Mine is on 24/7 all heating season. Low speed blowing up so no feel of blowing.


----------



## Jim H. (Jan 8, 2015)

same here


----------



## ironpony (Jan 8, 2015)

ours are always on, up in the winter down in the summer.


----------



## wahoowad (Jan 8, 2015)

always on when burning


----------



## Warm_in_NH (Jan 8, 2015)

On all winter.


----------



## woodgeek (Jan 9, 2015)

experiment.


----------



## jebatty (Jan 9, 2015)

I don't like the draft from the ceiling fan.


----------



## maple1 (Jan 9, 2015)

Only time ours are on is when it's hot in the summer.

This is one of those situationally dependant things. If I had a stove in a room with 14' ceilings, I would likely have a fan up there going all winter.


----------



## xman23 (Jan 13, 2015)

My two ceiling fans are on speed two of three all heating season. With all the heat coming from one spot, you need to move the cold and hot air around.  I have them blowing down, but I don't think it matters all that much. You just want to mix the air.


----------



## Pellet_Pete (Jan 13, 2015)

I have a lofted space (maybe 10-12') over my kitchen with a skylight where the surrounding roof is always quick to melt snow, so I figured I was losing heat somewhere.  After reading this post a week ago, I found the reverse switch on the kitchen ceiling fan and have been running it on low round the clock more or less.  We've had a series of lesser snow events and it's definitely noticeable how much more slowly the snow is melting in that section of roof. I've also noticed more even temps in the hallway beyond the kitchen.

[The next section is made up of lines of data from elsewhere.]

PR #551, opened 2019-03-23
Sets apart component output for each component.

thedriftofwords:
- Pulls out the component output from each component to make it a tiny bit easier to find with a quick scan.
- Makes a guess at what the component output for the BigQuery query might be (needs verification).
- Removes the **Component:** preceding each component -- this seems redundant, unless other non-component items will be added to this list. Otherwise, the bolded URL / name gives each component sufficient visual distinction on the page.

---
This change is [Reviewable](https://reviewable.io/reviews/kubeflow/website/551)

### DIFF
--- a/content/docs/pipelines/reusable-components.md
+++ b/content/docs/pipelines/reusable-components.md
@@ -21,57 +21,64 @@ The following components submit jobs to
 [Cloud ML Engine](https://cloud.google.com/ml-engine/docs/)
 on Google Cloud Platform (GCP).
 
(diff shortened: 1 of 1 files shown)


sarahmaddox:
Preview:
https://deploy-preview-551--competent-brattain-de2d6d.netlify.com/docs/pipelines/reusable-components/

sarahmaddox:
Thanks for this update, @thedriftofwords. The update LGTM overall, but please verify the BQ component output as stated in your comment:
"Makes a guess at what the component output for the BigQuery query might be (needs verification)."

PR #555, opened 2019-03-25
Added troubleshooting for crash-looping envoy containers.

### LINKED ISSUE #489: for troubleshooting: document how a backend services quota issue manifests
Creating this so I don't forget, can add more detail later. Could be added to some troubleshooting section.
See this issue for context: https://github.com/kubeflow/kubeflow/issues/2310

Essentially, if the user does a GKE deploy and is seeing the envoy pods crash-looping, and needs to use IAP (the error is ignorable in the non-IAP case), the root cause may be that they have exceeded their backend services quota.  This will almost certainly be the case with the default quota & >1 deployment.
They can check this via 
`kubectl -n kubeflow describe ingress`
and look for something like this in the output
```
Events:
  Type     Reason  Age                  From                     Message
  ----     ------  ----                 ----                     -------
  Warning  Sync    14m (x193 over 19h)  loadbalancer-controller  Error during sync: googleapi: Error 403: Quota 'BACKEND_SERVICES' exceeded. Limit: 5.0 globally., quotaExceeded
```

sarahmaddox:
Fixes #489

---
This change is [Reviewable](https://reviewable.io/reviews/kubeflow/website/555)


sarahmaddox:
Preview: https://deploy-preview-555--competent-brattain-de2d6d.netlify.com/docs/gke/troubleshooting-gke/#envoy-pods-crash-looping-root-cause-is-backend-quota-exceeded

sarahmaddox:
This PR is ready for review. Adding a hold to allow for multiple reviewers.

/hold

content/docs/gke/troubleshooting-gke.md
```diff
@@ -231,6 +231,74 @@ usually indicates the loadbalancer doesn't think any backends are healthy.
...
+### Fixing the problem
+
+If you have any redundant Kubeflow deployments, you can delete them using
+the [Deployment Manager](https://cloud.google.com/deployment-manager/docs/).
+
+Alternatively, you can request more backend services quota on the GCP Console.
+
+1. Go to the [quotas page on the 
+  GCP Console](https://console.cloud.google.com/iam-admin/quotas).
+1. Tick the box next to **Compute Engine API**
```
alecglassford: I was confused by this instruction. When I opened the quota page I saw many rows that all said "Compute Engine API," each of which has a tickable box next to it (you can see two in the screenshot that you've embedded). I didn't know which to tick.

Ultimately, I interpreted this instruction as clicking the box under **Service** and searching for "Compute Engine API" to filter to only that service. (By default, it shows "All services"). Is that what you wanted?

I may have misinterpreted, as I realize that there is only one "Backend Services" quota, so filtering by **Service** is not necessary to find it.

content/docs/gke/troubleshooting-gke.md
```diff
@@ -231,6 +231,74 @@ usually indicates the loadbalancer doesn't think any backends are healthy.
...
+1. Click the box under **Metric** and search for **Backend services**:
+    <img src="/docs/images/gcp-backend-quota-1.png" 
+        alt="Connection UI"
+        class="mt-3 mb-3 border border-info rounded">
+
+1. Select **Backend services** and make sure **Backend services** appears
```
alecglassford: Nit: I did get a bit tangled up in this process because, by default, all the metrics are selected. So if you click on "Backend services," it deselects that service and shows every metric *except* the one you want.

It wasn't so difficult for me to realize I had to start over, click "Select none," and *then* search for "Backend services" and select that service. But I just wanted to note that this UI is not a walk in the park.

I suppose my nit is that "Select **Backend services**" made me think it was as simple as just clicking a button. A possible, more open-ended alternative: "Filter the metrics to include only **Backend services**" (or you could describe the series of clicks required, but that seems like too much). However, this is pretty picky and I'm not sure it makes that much of a difference, so totally up to you.

content/docs/gke/troubleshooting-gke.md
```diff
@@ -231,6 +231,74 @@ usually indicates the loadbalancer doesn't think any backends are healthy.
...
+        alt="Connection UI"
+        class="mt-3 mb-3 border border-info rounded">
+
+1. Select **Backend services** and make sure **Backend services** appears 
+  under **Metric**:
+    <img src="/docs/images/gcp-backend-quota-2.png" 
+        alt="Connection UI"
+        class="mt-3 mb-3 border border-info rounded">
+
+1. Click **EDIT QUOTAS**. A quota editing form opens on the right of the
```
alecglassford: It's at this point where it seems necessary to tick the box next to "Compute Engine API (Backend Services" - otherwise, the quota editing form is empty. But it was not really feasible at step 1, since there were so many possible boxes to check. I think moving that instruction right above this one would probably improve the flow.

content/docs/gke/troubleshooting-gke.md
alecglassford: See my comment on line 297: my suggested fix is just to move this list item directly above that one.

(Also, it should have a period at the end.)

content/docs/gke/troubleshooting-gke.md
```diff
@@ -231,6 +231,74 @@ usually indicates the loadbalancer doesn't think any backends are healthy.
...
+the [Deployment Manager](https://cloud.google.com/deployment-manager/docs/).
+
+Alternatively, you can request more backend services quota on the GCP Console.
+
+1. Go to the [quotas page on the 
+  GCP Console](https://console.cloud.google.com/iam-admin/quotas).
+1. Tick the box next to **Compute Engine API**
+1. Click the box under **Metric** and search for **Backend services**:
+    <img src="/docs/images/gcp-backend-quota-1.png" 
+        alt="Connection UI"
```
alecglassford: I think you may have inadvertently copied this alt text from elsewhere; it doesn't seem to apply here.

Suggestion: "Screenshot of filtering for the Backend services metric in the GCP Console's quota page"

content/docs/gke/troubleshooting-gke.md
```diff
@@ -231,6 +231,74 @@ usually indicates the loadbalancer doesn't think any backends are healthy.
...
+        class="mt-3 mb-3 border border-info rounded">
+
+1. Select **Backend services** and make sure **Backend services** appears 
+  under **Metric**:
+    <img src="/docs/images/gcp-backend-quota-2.png" 
+        alt="Connection UI"
```
alecglassford: Again, this alt text seems wrong.

Suggestion: "Screenshot of the Compute Engine API Backend services quota in the GCP Console's quota page"

amygdala:
Overall, LGTM.  Thank you!

I like Alec's suggestion re: just deep linking to the quota settings (https://console.cloud.google.com/iam-admin/quotas?metric=Backend%20services), as that UI is pretty hard to use.

One thing to maybe add (rephrase as appropriate): the envoy pod crash looping should be ignorable if the cluster is not IAP-enabled, but rather the user is just connecting via a port-forward.

content/docs/gke/troubleshooting-gke.md
```diff
@@ -231,6 +231,74 @@ usually indicates the loadbalancer doesn't think any backends are healthy.
...
       * Check services are pointing at the points (look at the endpoints for the various services)
 
+## Envoy pods crash-looping: root cause is backend quota exceeded
+
+If your logs show the 
+[Envoy](https://istio.io/docs/concepts/what-is-istio/#envoy) pods crash-looping, 
+the root cause may be that you have exceeded your quota for some 
+backend services such as loadbalancers. 
+This is particularly likely if you have multiple, differently named deployments 
+in the same GCP project using [Cloud AIP](https://cloud.google.com/iap/).
```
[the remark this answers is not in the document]
sarahmaddox: Thanks!

sarahmaddox:
Thanks so much for your very helpful review comments @alecglassford. I've gone ahead and used the deep link, which dramatically simplified things.

Thanks for your review @amygdala :) I've added a bit about the error being ignorable. PTAL and LGTM if you're happy with the updates.

PR #559, opened 2019-03-26
Update install-sdk.md

joeliedtke:
As I understand it, pip3 is the Python3 version of pip. On systems with both Python 2 and 3, pip will use Python 2. This affects hosted notebook environments that have both Python 2 and 3 installed, such as Kubeflow notebooks or Google Cloud Notebooks. Since the SDK requires Python 3, I'd recommend changing this doc to use pip3.

---
This change is [Reviewable](https://reviewable.io/reviews/kubeflow/website/559)


sarahmaddox:
/assign
/ok-to-test
/lgtm
/approve

Thanks!

PR #589, opened 2019-04-04
Fix typo(s) in installation of kfp package via conda

chiefkarlin:
Most recent version of miniconda installs pip, not pip3 with Python 3.7.  When using GCP Cloud Shell, pip3 is in /usr/bin and will cause kfp package to end up in the users site packages directory and not in the mlpipelines env.

---
This change is [Reviewable](https://reviewable.io/reviews/kubeflow/website/589)


sarahmaddox:
Thanks!

/ok-to-test
/lgtm
/approve

PR #618, opened 2019-04-10
Add --zone option to kfctl generate step

ultrons:
It's a critical option to set at generate step.
The default value is us-east1-b.
If it's not specified at the generate step.  generated config files have the default zone hardcoded in multiple places.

I suspect I was just collecting all my warmest air up in that high space and sending it up to the heavens before.  Not any more!


----------



## Warm_in_NH (Jan 13, 2015)

I have normal ceiling heights.  I can drop the temp of the sheet rock on the ceiling by 15 degrees on average (checked w ir) over the stove by turning the fan on.


----------



## Hogwildz (Jan 13, 2015)

On 24/7 all year round, medium speed. Up in winter, down in summer.


----------



## j7art2 (Jan 14, 2015)

Will this also work with wood furnaces that have heat coming out of ductwork? If so, you learn something new every day I guess. I'll have to give it a whirl. My furnace eats logs like candy. It heats well, but anything to reduce wood use would be great. lol.


----------



## Ncountry (Jan 14, 2015)

My pellet stove is under the open 12'x12' open part of my 2 story house and is on low year round. That seems to keep the temp fairly even throughout the house.


----------



## Bioburner (Jan 15, 2015)

Don't think the fan in the garage has been shut off in over ten years since putting it in


----------



## peakbagger (Jan 16, 2015)

Be aware some older ceiling fans are quite inefficient. Sure they move air but they use a lot of juice. The power isn't wasted as what doesn't go into moving air heats the room. The EPA at some point started energy star ratings on fan and some manufacturers stepped up and designed aerofoil blades with a lot more efficiency. The method of speed control apparently has also changed but  I am not sure how that part of it works.


----------



## woodgeek (Jan 16, 2015)

The best fans now have DC motors, effectively an ECM motor.  But none of those are cheap, and the one I picked up on fleabay has bad bearings.


----------



## xman23 (Jan 16, 2015)

I just reversed my fan to blow up. Wow does that get rid of the drafty feel you get in the winter. I have two fans that really help with the stove. I've bought Hampton Bay at HD 15 years ago. They were fairly cheap, but are still perfect and they run all winter


----------



## Nimrod1911 (Jan 23, 2015)

Would you leave it on even when not burning?


----------



## Oldman47 (Jan 23, 2015)

In a room with high ceilings it will help keep the air well mixed with a wood stove, boiler or hot air system.


----------